* **Requirement**
In the entries below, find every line holding the string "removeDots" and collect it.
*** Opening Records for processing ***
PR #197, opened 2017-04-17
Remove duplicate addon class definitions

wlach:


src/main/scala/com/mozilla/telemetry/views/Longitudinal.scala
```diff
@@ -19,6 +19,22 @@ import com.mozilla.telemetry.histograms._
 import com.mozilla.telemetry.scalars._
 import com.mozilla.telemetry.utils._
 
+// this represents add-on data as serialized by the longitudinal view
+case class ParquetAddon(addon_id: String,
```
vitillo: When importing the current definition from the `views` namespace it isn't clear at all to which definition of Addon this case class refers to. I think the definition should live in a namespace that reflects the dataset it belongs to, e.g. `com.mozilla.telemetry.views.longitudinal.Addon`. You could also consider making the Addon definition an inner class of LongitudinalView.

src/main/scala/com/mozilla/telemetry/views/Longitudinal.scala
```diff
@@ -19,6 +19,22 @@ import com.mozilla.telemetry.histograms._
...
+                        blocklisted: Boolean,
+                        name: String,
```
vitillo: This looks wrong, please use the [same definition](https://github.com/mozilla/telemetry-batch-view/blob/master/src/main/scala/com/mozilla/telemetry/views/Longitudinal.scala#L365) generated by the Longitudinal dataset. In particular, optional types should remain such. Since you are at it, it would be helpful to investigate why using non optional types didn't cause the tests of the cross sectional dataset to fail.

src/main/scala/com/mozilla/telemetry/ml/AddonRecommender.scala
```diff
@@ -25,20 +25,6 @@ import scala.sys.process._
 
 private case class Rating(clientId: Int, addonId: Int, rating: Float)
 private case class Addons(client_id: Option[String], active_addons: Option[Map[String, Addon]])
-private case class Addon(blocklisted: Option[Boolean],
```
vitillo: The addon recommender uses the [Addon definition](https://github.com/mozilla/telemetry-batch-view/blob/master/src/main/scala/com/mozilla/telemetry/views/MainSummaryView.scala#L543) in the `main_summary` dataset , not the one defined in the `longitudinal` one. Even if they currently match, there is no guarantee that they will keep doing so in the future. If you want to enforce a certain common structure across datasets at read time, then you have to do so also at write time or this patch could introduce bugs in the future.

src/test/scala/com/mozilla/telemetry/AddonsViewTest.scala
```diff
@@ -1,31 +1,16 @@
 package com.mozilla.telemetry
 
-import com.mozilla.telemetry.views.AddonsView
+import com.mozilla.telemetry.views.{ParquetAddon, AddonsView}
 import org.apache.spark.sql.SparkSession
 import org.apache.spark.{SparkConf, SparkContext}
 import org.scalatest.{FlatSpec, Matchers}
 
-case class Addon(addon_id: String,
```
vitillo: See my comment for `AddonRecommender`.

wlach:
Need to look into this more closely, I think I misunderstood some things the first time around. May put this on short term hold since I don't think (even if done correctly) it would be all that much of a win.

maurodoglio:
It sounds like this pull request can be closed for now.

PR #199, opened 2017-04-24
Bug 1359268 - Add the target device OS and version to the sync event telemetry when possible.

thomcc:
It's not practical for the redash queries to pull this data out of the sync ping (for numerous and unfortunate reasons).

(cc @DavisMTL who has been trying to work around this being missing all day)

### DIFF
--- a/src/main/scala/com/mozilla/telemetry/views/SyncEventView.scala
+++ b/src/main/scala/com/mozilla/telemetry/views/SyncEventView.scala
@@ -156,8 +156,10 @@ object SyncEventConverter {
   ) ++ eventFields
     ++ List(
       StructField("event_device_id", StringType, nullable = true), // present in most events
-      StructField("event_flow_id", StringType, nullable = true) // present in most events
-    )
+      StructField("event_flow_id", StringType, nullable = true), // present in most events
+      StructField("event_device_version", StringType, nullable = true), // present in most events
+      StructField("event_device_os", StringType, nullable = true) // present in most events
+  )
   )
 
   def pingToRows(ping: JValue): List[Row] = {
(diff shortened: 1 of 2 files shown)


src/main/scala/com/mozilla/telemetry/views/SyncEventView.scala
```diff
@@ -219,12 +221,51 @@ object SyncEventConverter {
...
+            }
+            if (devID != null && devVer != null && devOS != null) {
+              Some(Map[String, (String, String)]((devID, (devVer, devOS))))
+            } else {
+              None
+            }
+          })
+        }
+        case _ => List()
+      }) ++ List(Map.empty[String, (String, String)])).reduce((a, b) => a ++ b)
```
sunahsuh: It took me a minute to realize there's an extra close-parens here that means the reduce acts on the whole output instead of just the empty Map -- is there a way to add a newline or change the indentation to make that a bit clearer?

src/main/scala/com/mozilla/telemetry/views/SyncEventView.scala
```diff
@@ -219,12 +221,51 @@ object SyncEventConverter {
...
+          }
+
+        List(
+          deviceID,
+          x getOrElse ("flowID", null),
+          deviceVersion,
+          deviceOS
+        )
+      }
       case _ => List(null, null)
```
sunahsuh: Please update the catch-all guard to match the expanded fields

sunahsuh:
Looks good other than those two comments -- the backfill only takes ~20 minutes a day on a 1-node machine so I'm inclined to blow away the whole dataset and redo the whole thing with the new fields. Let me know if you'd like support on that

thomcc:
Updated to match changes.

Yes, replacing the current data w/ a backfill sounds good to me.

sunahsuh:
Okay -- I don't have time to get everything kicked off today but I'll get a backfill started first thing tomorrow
*** Closing Records for processing ***
*** Opening Records for processing ***
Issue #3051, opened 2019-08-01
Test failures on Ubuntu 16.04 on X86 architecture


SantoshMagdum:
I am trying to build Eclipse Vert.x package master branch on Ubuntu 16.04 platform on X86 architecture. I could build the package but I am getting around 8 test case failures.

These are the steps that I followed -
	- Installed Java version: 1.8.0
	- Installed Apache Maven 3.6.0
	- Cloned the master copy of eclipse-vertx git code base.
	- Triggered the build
*** Closing Records for processing ***
*** Opening Records for processing ***
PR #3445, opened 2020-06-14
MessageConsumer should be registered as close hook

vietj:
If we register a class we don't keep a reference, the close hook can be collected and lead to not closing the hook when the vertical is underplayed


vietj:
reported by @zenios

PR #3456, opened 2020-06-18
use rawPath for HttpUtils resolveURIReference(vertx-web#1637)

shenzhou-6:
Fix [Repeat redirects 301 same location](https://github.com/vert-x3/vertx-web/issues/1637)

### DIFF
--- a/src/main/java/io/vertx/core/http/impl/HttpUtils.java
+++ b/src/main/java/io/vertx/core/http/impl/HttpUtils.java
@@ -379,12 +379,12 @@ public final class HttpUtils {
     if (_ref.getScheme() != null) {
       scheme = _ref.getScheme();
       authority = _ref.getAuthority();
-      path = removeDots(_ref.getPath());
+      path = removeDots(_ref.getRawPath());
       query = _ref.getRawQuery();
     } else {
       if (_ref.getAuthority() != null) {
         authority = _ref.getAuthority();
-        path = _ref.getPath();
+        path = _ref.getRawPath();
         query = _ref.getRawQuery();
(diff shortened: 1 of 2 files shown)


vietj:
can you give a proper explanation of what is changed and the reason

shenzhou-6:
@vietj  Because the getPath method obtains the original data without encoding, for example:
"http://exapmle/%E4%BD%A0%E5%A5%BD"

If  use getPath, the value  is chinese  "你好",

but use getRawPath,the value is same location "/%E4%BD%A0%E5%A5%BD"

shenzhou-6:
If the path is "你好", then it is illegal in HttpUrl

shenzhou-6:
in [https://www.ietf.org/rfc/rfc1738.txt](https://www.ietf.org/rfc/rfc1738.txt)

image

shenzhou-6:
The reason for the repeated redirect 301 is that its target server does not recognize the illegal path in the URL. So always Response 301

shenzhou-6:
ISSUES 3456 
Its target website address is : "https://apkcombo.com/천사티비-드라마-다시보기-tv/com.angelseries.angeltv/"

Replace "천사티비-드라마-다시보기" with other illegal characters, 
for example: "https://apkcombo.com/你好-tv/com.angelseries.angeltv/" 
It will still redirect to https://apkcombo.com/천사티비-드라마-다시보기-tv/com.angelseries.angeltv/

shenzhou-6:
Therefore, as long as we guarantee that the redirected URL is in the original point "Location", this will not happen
*** Closing Records for processing ***
* **Your response**
-      path = removeDots(_ref.getPath());
+      path = removeDots(_ref.getRawPath());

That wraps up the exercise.